● Prompt: Look over the entries and say how many lines include the word "better". Only the number, please.

● Data for analysis:
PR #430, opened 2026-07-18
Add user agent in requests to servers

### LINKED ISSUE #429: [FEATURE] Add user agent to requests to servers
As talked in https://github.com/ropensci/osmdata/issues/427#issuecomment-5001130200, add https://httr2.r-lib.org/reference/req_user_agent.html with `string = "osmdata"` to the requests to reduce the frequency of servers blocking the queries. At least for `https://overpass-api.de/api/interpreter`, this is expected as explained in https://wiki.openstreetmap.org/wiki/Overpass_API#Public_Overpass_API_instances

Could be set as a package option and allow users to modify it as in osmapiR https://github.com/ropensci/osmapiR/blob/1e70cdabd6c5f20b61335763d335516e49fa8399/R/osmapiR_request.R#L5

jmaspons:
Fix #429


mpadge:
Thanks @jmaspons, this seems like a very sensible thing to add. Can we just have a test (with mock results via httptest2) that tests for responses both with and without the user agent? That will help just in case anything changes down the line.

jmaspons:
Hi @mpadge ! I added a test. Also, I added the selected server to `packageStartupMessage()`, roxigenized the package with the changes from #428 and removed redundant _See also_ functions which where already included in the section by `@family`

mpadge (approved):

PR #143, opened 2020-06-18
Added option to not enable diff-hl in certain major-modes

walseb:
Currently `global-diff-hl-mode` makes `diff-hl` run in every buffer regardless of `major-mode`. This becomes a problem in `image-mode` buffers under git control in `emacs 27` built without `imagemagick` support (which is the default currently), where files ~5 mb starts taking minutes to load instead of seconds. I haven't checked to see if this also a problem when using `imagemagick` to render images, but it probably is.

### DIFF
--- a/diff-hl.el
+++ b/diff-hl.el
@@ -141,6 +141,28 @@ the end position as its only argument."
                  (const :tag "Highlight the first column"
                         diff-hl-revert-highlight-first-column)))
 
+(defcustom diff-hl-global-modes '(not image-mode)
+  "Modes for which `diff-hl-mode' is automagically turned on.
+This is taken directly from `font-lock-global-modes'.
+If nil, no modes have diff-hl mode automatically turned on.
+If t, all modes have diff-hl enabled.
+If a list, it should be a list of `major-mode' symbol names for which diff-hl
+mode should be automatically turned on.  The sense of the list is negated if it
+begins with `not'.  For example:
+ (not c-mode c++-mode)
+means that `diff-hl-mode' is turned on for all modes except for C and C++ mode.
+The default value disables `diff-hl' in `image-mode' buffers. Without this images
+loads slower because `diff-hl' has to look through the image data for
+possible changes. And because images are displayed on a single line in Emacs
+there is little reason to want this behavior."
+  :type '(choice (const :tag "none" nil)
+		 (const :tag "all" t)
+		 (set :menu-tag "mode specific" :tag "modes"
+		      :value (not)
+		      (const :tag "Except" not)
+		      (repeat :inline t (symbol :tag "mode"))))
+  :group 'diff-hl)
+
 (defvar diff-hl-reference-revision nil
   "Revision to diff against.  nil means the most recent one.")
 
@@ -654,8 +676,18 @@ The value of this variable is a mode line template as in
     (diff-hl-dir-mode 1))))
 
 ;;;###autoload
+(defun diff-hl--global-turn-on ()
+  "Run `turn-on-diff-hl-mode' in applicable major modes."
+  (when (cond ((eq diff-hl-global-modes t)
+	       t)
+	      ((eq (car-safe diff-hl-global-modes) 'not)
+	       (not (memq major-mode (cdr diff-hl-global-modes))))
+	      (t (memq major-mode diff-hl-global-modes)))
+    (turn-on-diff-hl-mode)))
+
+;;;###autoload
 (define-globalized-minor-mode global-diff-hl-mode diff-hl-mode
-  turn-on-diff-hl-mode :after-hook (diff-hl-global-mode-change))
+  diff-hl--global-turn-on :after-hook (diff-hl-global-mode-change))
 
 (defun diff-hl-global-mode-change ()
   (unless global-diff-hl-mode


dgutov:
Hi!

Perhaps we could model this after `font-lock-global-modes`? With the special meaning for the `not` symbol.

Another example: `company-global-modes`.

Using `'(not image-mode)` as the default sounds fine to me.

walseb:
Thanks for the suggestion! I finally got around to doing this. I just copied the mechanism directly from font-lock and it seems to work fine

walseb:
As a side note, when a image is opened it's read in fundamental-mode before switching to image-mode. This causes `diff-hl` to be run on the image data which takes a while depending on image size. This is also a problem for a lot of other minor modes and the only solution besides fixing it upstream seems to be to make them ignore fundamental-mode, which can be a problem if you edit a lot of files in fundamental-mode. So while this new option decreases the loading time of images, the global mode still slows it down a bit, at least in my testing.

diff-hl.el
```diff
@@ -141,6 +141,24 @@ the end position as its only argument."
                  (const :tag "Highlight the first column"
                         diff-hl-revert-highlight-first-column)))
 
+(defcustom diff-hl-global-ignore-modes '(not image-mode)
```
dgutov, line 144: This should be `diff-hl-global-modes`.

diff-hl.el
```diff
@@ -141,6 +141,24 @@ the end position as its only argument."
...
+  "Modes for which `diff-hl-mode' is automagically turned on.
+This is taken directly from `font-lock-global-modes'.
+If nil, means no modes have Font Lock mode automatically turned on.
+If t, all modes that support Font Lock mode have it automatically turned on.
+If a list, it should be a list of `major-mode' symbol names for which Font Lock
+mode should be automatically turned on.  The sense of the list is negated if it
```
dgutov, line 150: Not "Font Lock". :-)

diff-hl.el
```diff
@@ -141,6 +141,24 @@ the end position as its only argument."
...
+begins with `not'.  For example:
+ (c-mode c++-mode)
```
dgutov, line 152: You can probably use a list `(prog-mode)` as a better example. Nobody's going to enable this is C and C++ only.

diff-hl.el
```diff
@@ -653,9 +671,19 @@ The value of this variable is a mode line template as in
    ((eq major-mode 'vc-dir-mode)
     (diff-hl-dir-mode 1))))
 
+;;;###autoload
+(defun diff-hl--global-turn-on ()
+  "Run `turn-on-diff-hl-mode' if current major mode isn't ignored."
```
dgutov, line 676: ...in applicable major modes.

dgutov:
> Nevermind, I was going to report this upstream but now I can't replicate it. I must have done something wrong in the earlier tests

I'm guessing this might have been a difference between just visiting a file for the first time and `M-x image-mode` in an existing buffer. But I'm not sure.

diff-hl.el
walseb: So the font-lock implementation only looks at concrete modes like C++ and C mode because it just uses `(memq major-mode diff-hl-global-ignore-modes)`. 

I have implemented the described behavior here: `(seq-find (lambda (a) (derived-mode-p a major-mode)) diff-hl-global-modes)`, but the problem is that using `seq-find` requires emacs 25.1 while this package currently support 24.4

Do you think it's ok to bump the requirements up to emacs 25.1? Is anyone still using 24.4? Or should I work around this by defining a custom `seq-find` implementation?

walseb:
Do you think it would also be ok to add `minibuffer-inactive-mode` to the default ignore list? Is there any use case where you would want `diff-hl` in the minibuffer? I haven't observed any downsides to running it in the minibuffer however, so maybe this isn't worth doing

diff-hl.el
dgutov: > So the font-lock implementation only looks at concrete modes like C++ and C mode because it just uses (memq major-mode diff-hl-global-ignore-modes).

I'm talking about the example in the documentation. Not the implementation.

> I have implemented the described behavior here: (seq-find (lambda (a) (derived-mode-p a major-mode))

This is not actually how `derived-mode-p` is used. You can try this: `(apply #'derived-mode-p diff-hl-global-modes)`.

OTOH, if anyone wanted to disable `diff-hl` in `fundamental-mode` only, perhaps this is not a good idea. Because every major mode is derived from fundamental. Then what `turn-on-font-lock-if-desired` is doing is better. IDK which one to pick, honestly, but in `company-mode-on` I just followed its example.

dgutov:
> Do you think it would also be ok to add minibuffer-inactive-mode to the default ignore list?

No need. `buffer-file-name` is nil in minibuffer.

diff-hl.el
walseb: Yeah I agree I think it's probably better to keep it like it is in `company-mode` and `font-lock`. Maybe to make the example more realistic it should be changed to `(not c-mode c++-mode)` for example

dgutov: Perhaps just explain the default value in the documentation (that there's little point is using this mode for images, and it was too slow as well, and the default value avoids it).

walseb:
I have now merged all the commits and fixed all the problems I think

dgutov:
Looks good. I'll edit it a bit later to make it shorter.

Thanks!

● Result of this task: 3